# 4 Wheel Drive Problem



## Daddy Wags (Feb 3, 2007)

I have a Chevy K2500. 2 wks ago when I was done plowing, I left the shifter in 4H. I went to plow today and couldn't get the 4 wheel to disengage. I tried various shifter positions (column & floor). It felt like I finally disengaged and drove 10 miles to plow. When I put it in 4H it felt like I only had 2H. It sounded like the front end was making a lot of noise (metalic sound) and I'm not sure if the 4 wheel was partially engaging, but it was hard to plow & my rear tires were spinning. I didn't like the metalic sound coming from up front. I'm not sure if the 4H totally disengaged when I first started off. I thought it did because the front tires stopped wobbling and felt disengaged. When done plowing, I tried 2H and the light went off again, but I can still hear some noise up front. Can anyone help?


----------



## Sydenstricker Landscaping (Dec 17, 2006)

It sounds like your 4 wheel actuator on the front axle is going bad. It is located on the passenger side front axle. They cost about 100 bucks or so and maybe a 1/2 hour to do. It controls your front wheels engaging and allowing you to have 4x4


----------



## bharry20 (Mar 8, 2007)

yep that would be my guess, i have gone through two front acuatiors in my 91 chevy 1/2 ton. just to give you a tip it is best to unlock the 4 wheel drive before you park, and always stop and put in neutral before trying to lock it in and wait for the 4wd to light up before going. when unlocking stop, put 4wd lever in 2wd and backup about 20 feet that will releave any tension and the truck should fully unlock


----------



## Daddy Wags (Feb 3, 2007)

Thanks for your input. I've never put it in neutral to put it in 4wd. I didn't think I had to. Plus I've always done it on the fly. Is it better for it to put it in neutral? Is the actuator a dealer item or can I get it at an auto parts store?


----------



## Daddy Wags (Feb 3, 2007)

Sydenstricker Landscaping;382296 said:


> It sounds like your 4 wheel actuator on the front axle is going bad. It is located on the passenger side front axle. They cost about 100 bucks or so and maybe a 1/2 hour to do. It controls your front wheels engaging and allowing you to have 4x4


I see your location as GITMO. Are you military?


----------



## Sydenstricker Landscaping (Dec 17, 2006)

Daddy Wags;382568 said:


> I see your location as GITMO. Are you military?


No, I am not military. It is just a fun thing me and a few members here do to mess with people. You can join the guantanamo bay if you would like

I am pretty sure you can get this from your local autostore. Just call around. As for shift on the fly, the wouldnt call it that if you couldnt. I throw mine in 4x4 at no more than 35 mph.
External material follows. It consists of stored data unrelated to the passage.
Issue #750, opened 2022-01-07
App.exitApp() should return promise


jcesarmobile:
### Plugin(s)
App

### Capacitor Version
any

### Platform(s)
types

### Current Behavior
exitApp returns never

### Expected Behavior
exitApp should return a promise

### Other Technical Details
On android exitApp kills the app, so doesn't matter what it returns, but on iOS and web it rejects the promise and can't be catch as it returns never, if it returns a promise users can catch the unimplemented error

numerized:
if I'm not wrong, you cannot kill an app on iOS

jcesarmobile:
Yeah, you can’t. But at the moment calling exitApp on iOS will return an error that can’t be catch because it doesn’t return a promise, so the issue is about fixing that.

jcesarmobile:
this has been fixed in 4.0.0 beta 0

PR #777, opened 2022-01-24
feat(app): return promise in exitApp

riderx:
document the type change in v2 of the plugin

closes https://github.com/ionic-team/capacitor-plugins/issues/750


jcesarmobile (changes requested):
Thanks for the PR

You also need to change `CAP_PLUGIN_METHOD(exitApp, CAPPluginReturnNone);` to `CAP_PLUGIN_METHOD(exitApp, CAPPluginReturnPromise);` in `AppPlugin.m` file.

We are not merging this yet as it's a breaking change and it's planned for when we start working in Capacitor 4 and version 2 of the plugins.

riderx:
@jcesarmobile thanks for the report. Do we have a doc somewhere do learn oh to code and test ?

jcesarmobile:
we test on the test-app, check its readme
https://github.com/ionic-team/capacitor-testapp#developing-capacitor

riderx:
My issue is more about installing package and using git with Lerna, i see 0 changes do i need a specific VSCode plugin ?

jcesarmobile:
If you run npm install on the root, lerna runs npm install on all plugins, same if you run npm run build, lerna runs it for all.
But you can also go to the plugin folder and run the same commands there, it will be faster as it will only run for that plugin instead of all.

riderx:
@jcesarmobile it seems from the doc i have to install Lerna in global right ? https://lerna.js.org/

jcesarmobile:
Not sure, it’s on the devDependencies, so shouldn’t be needed globally, but if it’s not working then you can give it a try.

riderx:
@jcesarmobile yes with Global install that do way different install flow ! Now i'm able to run all commands !

riderx:
@jcesarmobile i think that good in my side

app/ios/Plugin/AppPlugin.m
```diff
@@ -9,5 +9,5 @@
            CAP_PLUGIN_METHOD(getLaunchUrl, CAPPluginReturnPromise);
            CAP_PLUGIN_METHOD(getState, CAPPluginReturnPromise);
            CAP_PLUGIN_METHOD(minimizeApp, CAPPluginReturnPromise);
-           CAP_PLUGIN_METHOD(removeAllListeners, CAPPluginReturnNone);
+           CAP_PLUGIN_METHOD(removeAllListeners, CAPPluginReturnPromise);
```
jcesarmobile, line 12: You have to change it in `exitApp`, not in `removeAllListeners`
```suggestion
           CAP_PLUGIN_METHOD(removeAllListeners, CAPPluginReturnNone);
```

riderx:
Sorry @jcesarmobile  i was sick yesterday :/ i updated

riderx:
@jcesarmobile good for you ?

jcesarmobile (approved):

PR #780, opened 2022-01-24
Update README.md

BuffMcBigHuge:
The previous method results in the following error:

```
event capacitorDidRegisterForRemoteNotifications not called.  Visit https://capacitorjs.com/docs/apis/push-notifications for more information
```


jcesarmobile:
You might be doing something wrong, the docs are correct.
The changes you include use FCM, but we use APNS as that’s the official way of using push.
We have a separate guide for FCM
https://capacitorjs.com/docs/guides/push-notifications-firebase

PR #781, opened 2022-01-26
Update README.md

ameer:
fix a typo


jcesarmobile (changes requested):
thanks for the PR

the docs are generated from the types, so the typo should be fixed on the types and then run `npm run build` so the docs get re generated
https://github.com/ionic-team/capacitor-plugins/blob/d97898662d0ba037e5f8448990a91de5ec6a4234/toast/src/definitions.ts#L27

PR #793, opened 2022-01-28
Add Electron support to the AppLauncher plugin

jdgjsag67251:
This pull-request implements the AppLauncher plugin for [Electron](https://github.com/capacitor-community/electron).
For security purposes it only allows the HTTP protocol by default. Other protocols can be specified in the `capacitor.config.ts` file like so:
```ts
const config: ElectronCapacitorConfig = {
  appId: 'com.example.test',
  appName: 'Test app',
  webDir: 'www',
  plugins: {
    'app-launcher': {
      electron: {
        protocols: ['http', 'https', 'mailto'],
      },
    },
  },
};
```
Protocol checking can be disabled by setting `protocols` to `false`.


eric-horodyski:

More context:

PR #819, opened 2022-02-11
docs: replace alert with console.log in example section

jonz94:
Because `alert()` only accept one argument, the second argument `value` will be ignored, and thus the `value` will not be shown on screen in the original example.


jcesarmobile (changes requested):
Can you instead replace the alert with a console.log?
There is another issue open about not using alerts in examples

jonz94:
> Can you instead replace the alert with a console.log? There is another issue open about not using alerts in examples

Sure! 

I also checked the example of other plugins, and replace the alert with console.log

jcesarmobile (approved):

jcesarmobile:
thanks!

PR #830, opened 2022-02-22
chore: Update AndroidX dependencies

jcesarmobile:


giralte-ionic (approved):

jcesarmobile:
There seems to be some problem with core 1.7.0 and app compat 1.4.1, so I've downgraded them for now.
Will update them once we have a Capacitor 4 alpha version that we can point to as I think the conflict is caused by using version 3.

IT-MikeS (approved):

PR #857, opened 2022-03-09
feat: Inline Scrolling

theproducer:
This PR adds inline map scrolling support.


IT-MikeS (approved):
With lint fixes this looks good to me!

IT-MikeS (approved):

PR #872, opened 2022-03-14
refactor(keyboard): replace deprecations

### LINKED ISSUE #843: deprecation warnings on keyboard plugin
### Plugin
keyboard

### Description
Handler() in Handler has been deprecated
getDefaultDisplay() in WindowManager has been deprecated
getMetrics(DisplayMetrics) in Display has been deprecated
getStableInsetBottom() in WindowInsets has been deprecated
getSize(Point) in Display has been deprecated
getSystemUiVisibility() in View has been deprecated
SYSTEM_UI_FLAG_LAYOUT_FULLSCREEN in View has been deprecated
toggleSoftInput(int,int) in InputMethodManager has been deprecated

### Platform(s)
android

### Preferred Solution
remove or silence warnings

IT-MikeS:
closes #843


keyboard/android/src/main/java/com/capacitorjs/plugins/keyboard/Keyboard.java
```diff
@@ -60,7 +61,11 @@ public Keyboard(AppCompatActivity activity, boolean resizeOnFullScreen) {
         //calculate density-independent pixels (dp)
         //http://developer.android.com/guide/practices/screens_support.html
         DisplayMetrics dm = new DisplayMetrics();
-        activity.getWindowManager().getDefaultDisplay().getMetrics(dm);
+        if (android.os.Build.VERSION.SDK_INT >= 30) {
```
jcesarmobile, line 64:
```suggestion
        if (android.os.Build.VERSION.SDK_INT >= Build.VERSION_CODES.R) {
```

use the constant instead of the hardcoded value

keyboard/android/src/main/java/com/capacitorjs/plugins/keyboard/Keyboard.java
```diff
@@ -84,7 +89,11 @@ public void onGlobalLayout() {
                     int resultBottom = r.bottom;
                     int screenHeight;
 
-                    if (Build.VERSION.SDK_INT >= 23) {
+                    if (Build.VERSION.SDK_INT >= 30) {
+                        Insets windowInsets = rootView.getRootWindowInsets().getInsetsIgnoringVisibility(WindowInsets.Type.systemBars());
+                        screenHeight = rootViewHeight;
+                        resultBottom = windowInsets.bottom;
+                    } else if (Build.VERSION.SDK_INT >= 23) {
```
jcesarmobile, line 96:
```suggestion
                    } else if (Build.VERSION.SDK_INT >= Build.VERSION_CODES.M) {
```
use the constant instead of the hardcoded value

jcesarmobile (changes requested):
Despite the deprecation warnings are being handled on newer Android versions, the compiler will still complain about them since the code is still there. 
Add some `@SuppressWarnings("deprecation")` to the functions using the deprecated code.

giralte-ionic (approved):

giralte-ionic (approved):

giralte-ionic (approved):

keyboard/android/src/main/java/com/capacitorjs/plugins/keyboard/Keyboard.java
```diff
@@ -132,10 +142,7 @@ private int computeUsableHeight() {
 
                 private boolean isOverlays() {
                     final Window window = activity.getWindow();
-                    return (
-                        (window.getDecorView().getSystemUiVisibility() & View.SYSTEM_UI_FLAG_LAYOUT_FULLSCREEN) ==
-                        View.SYSTEM_UI_FLAG_LAYOUT_FULLSCREEN
-                    );
+                    return window.getDecorView().getFitsSystemWindows();
```
jcesarmobile, line 145: This is always returning false, even if I overlay the status bar with status bar plugin, I think we can keep the old code for now and use a suppress warning in the funtion

keyboard/android/src/main/java/com/capacitorjs/plugins/keyboard/Keyboard.java
```diff
@@ -55,12 +56,17 @@ public Keyboard(AppCompatActivity activity) {
         this(activity, false);
     }
 
+    @SuppressWarnings("deprecation")
```
jcesarmobile, line 59: Instead of adding this to suppress all warnings, try to split the code that uses deprecated code into new functions and add the suppress warnings to that functions only, so in the future we don't miss other deprecated code that will be hidden by this annotation.

jcesarmobile (changes requested):
There is still a warning left because of the other init method that has @deprecated on the comments but not on the function.
But you can remove the whole init method since we are doing a major release.

jcesarmobile (approved):

Issue #840, opened 2022-02-28
insertImage(ContentResolver,String,String,String) in Media has been deprecated


jcesarmobile:
### Plugin
camera

### Description
insertImage(ContentResolver,String,String,String) in Media has been deprecated

### Platform(s)
android

### Preferred Solution
remove or silence deprecation warning

PR #874, opened 2022-03-15
refactor(camera): Replace deprecated code 

theproducer:
closes: https://github.com/ionic-team/capacitor-plugins/issues/840


jcesarmobile (changes requested):
The conditional code doesn't prevent the deprecation warning, you can add a `@SuppressWarnings("deprecation")` to the function containing the code to suppress it since it's being handled.

jcesarmobile (approved):

PR #2529, opened 2026-05-14
feat(push-notifications): add banner and list presentation options for iOS

OS-ruimoreiramendes:
## Description

Added `.banner` and `.list` as new `presentationOptions` values for iOS, replacing the deprecated `.alert` presentation option. For backwards compatibility, `.alert` is kept but now maps to both `.banner` and `.list` on iOS. 
On Android, `.banner` and `.list` trigger the same behavior as `.alert`.

Reference: https://outsystemsrd.atlassian.net/browse/RMET-5102

## Change Type
- [ ] Fix
- [x] Feature
- [ ] Refactor
- [ ] Breaking Change
- [ ] Documentation

## Rationale / Problems Fixed

`.alert` in `UNNotificationPresentationOptions` is deprecated since iOS 14 and replaced by the more granular `.banner` and `.list`. 
This PR adds support for the new values while keeping `.alert` working for backwards compatibility.

## Tests or Reproductions

Tested on a physical iOS device using the Xcode Push Notifications Console with the following `presentationOptions` combinations:

- `["banner", "list", "sound"]`: banner appears + sound plays + notification in notification center
- `["banner", "sound"]`: banner appears + sound plays
- `["list", "sound"]`: no banner + sound plays + notification in notification center
- `["alert", "sound"]`: backwards compatibility behaves like `["banner", "list", "sound"]`

## Platforms Affected
- [x] Android
- [x] iOS
- [ ] Web

### DIFF
--- a/push-notifications/src/definitions.ts
+++ b/push-notifications/src/definitions.ts
@@ -15,8 +15,8 @@ declare module '@capacitor/cli' {
        *   - `badge`: badge count on the app icon is updated (default value)
        *   - `sound`: the device will ring/vibrate when the push notification is received
        *   - `alert`: **Deprecated on iOS.** Use `banner` and `list` instead. On Android, this value is still used to display the notification.
-       *   - `banner`: the push notification is displayed as a banner
-       *   - `list`: the push notification is displayed in the notification center
+       *   - `banner`: the push notification is displayed as a banner. On Android, defaults to the same behavior as `alert`.
+       *   - `list`: the push notification is displayed in the notification center. On Android, defaults to the same behavior as `alert`.
        *
        * An empty array can be provided if none of the options are desired.
        *
--- a/push-notifications/src/definitions.ts
+++ b/push-notifications/src/definitions.ts
@@ -2,7 +2,7 @@
 
 import type { PermissionState, PluginListenerHandle } from '@capacitor/core';
 
-export type PresentationOption = 'badge' | 'sound' | 'alert';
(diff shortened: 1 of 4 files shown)


push-notifications/src/definitions.ts
```diff
@@ -14,14 +14,16 @@ declare module '@capacitor/cli' {
        * This is an array of strings you can combine. Possible values in the array are:
        *   - `badge`: badge count on the app icon is updated (default value)
        *   - `sound`: the device will ring/vibrate when the push notification is received
-       *   - `alert`: the push notification is displayed in a native dialog
+       *   - `alert`: **Deprecated on iOS.** Use `banner` and `list` instead. On Android, this value is still used to display the notification.
+       *   - `banner`: the push notification is displayed as a banner
+       *   - `list`: the push notification is displayed in the notification center
```
OS-pedrogustavobilro: Worth stating that banner and list default to alert on Android?

OS-pedrogustavobilro (commented):
One minor comment

push-notifications/src/definitions.ts
OS-ruimoreiramendes: Yeah, makes sense, clarifying that!

OS-ruimoreiramendes: I've updated the doc for banner and list to clarify that on Android they default to the same behavior as alert

OS-pedrogustavobilro (approved):

PR #2542, opened 2026-06-08
feat(app): adding edge gesture handlers

theproducer:
## Description
Adds a new `edgeGesture` event that adds support for system edge-swipe gestures on both iOS and Android.

## Change Type
- [ ] Fix
- [x] Feature
- [ ] Refactor
- [ ] Breaking Change
- [ ] Documentation

## Platforms Affected
- [x] Android
- [x] iOS
- [ ] Web


app/ios/Sources/AppPlugin/AppPlugin.swift
```diff
@@ -125,4 +134,104 @@ public class AppPlugin: CAPPlugin, CAPBridgedPlugin {
...
+        }
+    }
+
+    @objc func handleEdgePan(_ recognizer: UIScreenEdgePanGestureRecognizer) {
+        guard let view = bridge?.webView else { return }
+
+        let translation = recognizer.translation(in: view)
+        let touch = recognizer.location(in: view)
+        let viewWidth = view.bounds.width
+        let viewHeight = view.bounds.height
```
OS-ruimoreiramendes: `viewHeight` is declared but never used, can be removed.

app/android/src/main/java/com/capacitorjs/plugins/app/AppPlugin.java
```diff
@@ -21,33 +30,40 @@
...
-            });
-        bridge
-            .getApp()
-            .setAppRestoredListener((result) -> {
-                Logger.debug(getLogTag(), "Firing restored result");
-                notifyListeners(EVENT_RESTORED_RESULT, result.getWrappedResult(), true);
-            });
-        this.onBackPressedCallback = new OnBackPressedCallback(!disableBackButtonHandler) {
+        this.backButtonHandlerEnabled = !getConfig().getBoolean("disableBackButtonHandler", false);
+        this.edgeGestureHandlerEnabled = getConfig().getBoolean("enableEdgeGestureHandler", false);
```
OS-ruimoreiramendes: I think there might be an issue here worth investigating.
On Android < 14, if the developer opts into `enableEdgeGestureHandler`, this assignment makes `edgeGestureHandlerEnabled = true`. `applyBackButtonHandlerState()` then disables the backButton handler (via `backButtonHandlerEnabled && !edgeGestureHandlerEnabled`), but `setupBackGestureHandlers()` no-ops because `OnBackAnimationCallback` requires API 34+.

Net effect for users on Android < 14,  backButton stops dispatching.

Suggest gating the flag by SDK:
```
boolean canUseEdgeGesture = Build.VERSION.SDK_INT >= Build.VERSION_CODES.UPSIDE_DOWN_CAKE;
this.edgeGestureHandlerEnabled = canUseEdgeGesture && getConfig().getBoolean("enableEdgeGestureHandler", false);
```
Same fix needed in `toggleEdgeGestureHandler` .
Could you double-check this scenario? Might be that I'm missing something.

app/android/src/main/java/com/capacitorjs/plugins/app/AppPlugin.java
```diff
@@ -116,26 +138,51 @@ public void minimizeApp(PluginCall call) {
...
+        } else {
+            teardownBackGestureHandlers();
+        }
+
+        call.resolve();
+    }
+
+    private void applyBackButtonHandlerState() {
+        if (this.onBackPressedCallback != null) {
+            this.onBackPressedCallback.setEnabled(backButtonHandlerEnabled && !edgeGestureHandlerEnabled);
```
OS-ruimoreiramendes, line 186: Tied to the earlier comment on line 53: on Android < 14, if the developer opts into `enableEdgeGestureHandler`, this line evaluates `setEnabled(true && !true) = setEnabled(false)` and disables the backButton handler. But `setupBackGestureHandlers()` no-ops on those versions because `OnBackAnimationCallback` requires API 34+. backButton stops dispatching.
Silent regression with no error. Gating the flag at assignment (see line 53) would prevent this.

OS-ruimoreiramendes (commented):
Besides the inline comments I left, I tested the changes locally on a test app and everything seems to be working correctly. Nice work overall.

app/android/src/main/java/com/capacitorjs/plugins/app/AppPlugin.java
theproducer: I can confirm this as well in testing on Android 14.  Good catch!

OS-ruimoreiramendes (approved):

I never have had a problem doing this either. It even says in my manual to be moving to pop her into 4x4.. 4lo on the other hand you should be stopped and in neutral


----------



## Daddy Wags (Feb 3, 2007)

I've found an actuator. I have a question about the noise in the front end. Any idea what's making the marble/ball bearing sounding noise in the front end when I'm driving?


----------



## Sydenstricker Landscaping (Dec 17, 2006)

Could possibly be your wheel bearings are going bad


----------



## mcwlandscaping (Sep 8, 2005)

If you have a transfer case shifter, would you still have an actuator because i thought that you manually shifted it into 4*4......i may be wrong


----------



## B&B (Nov 4, 2006)

mcwlandscaping;383792 said:


> If you have a transfer case shifter, would you still have an actuator because i thought that you manually shifted it into 4X4


 Yes, whether the truck is push button or manual shift, the "actuator" that engages the front diff is still operated electrically. MCW, I think what your thinking of is if its an electric shift transfer case (push button) it also will have an "actuator" on the side of the T-case as well.Many guy's use the term "actuator" as a generic term which can make it a little confusing as the electric motor that engages the front diff *is* called an actuator but the motor that shifts an electrically operated T-case is called an "encoder motor".


----------



## B&B (Nov 4, 2006)

Daddy Wags;383743 said:


> I've found an actuator. I have a question about the noise in the front end. Any idea what's making the marble/ball bearing sounding noise in the front end when I'm driving?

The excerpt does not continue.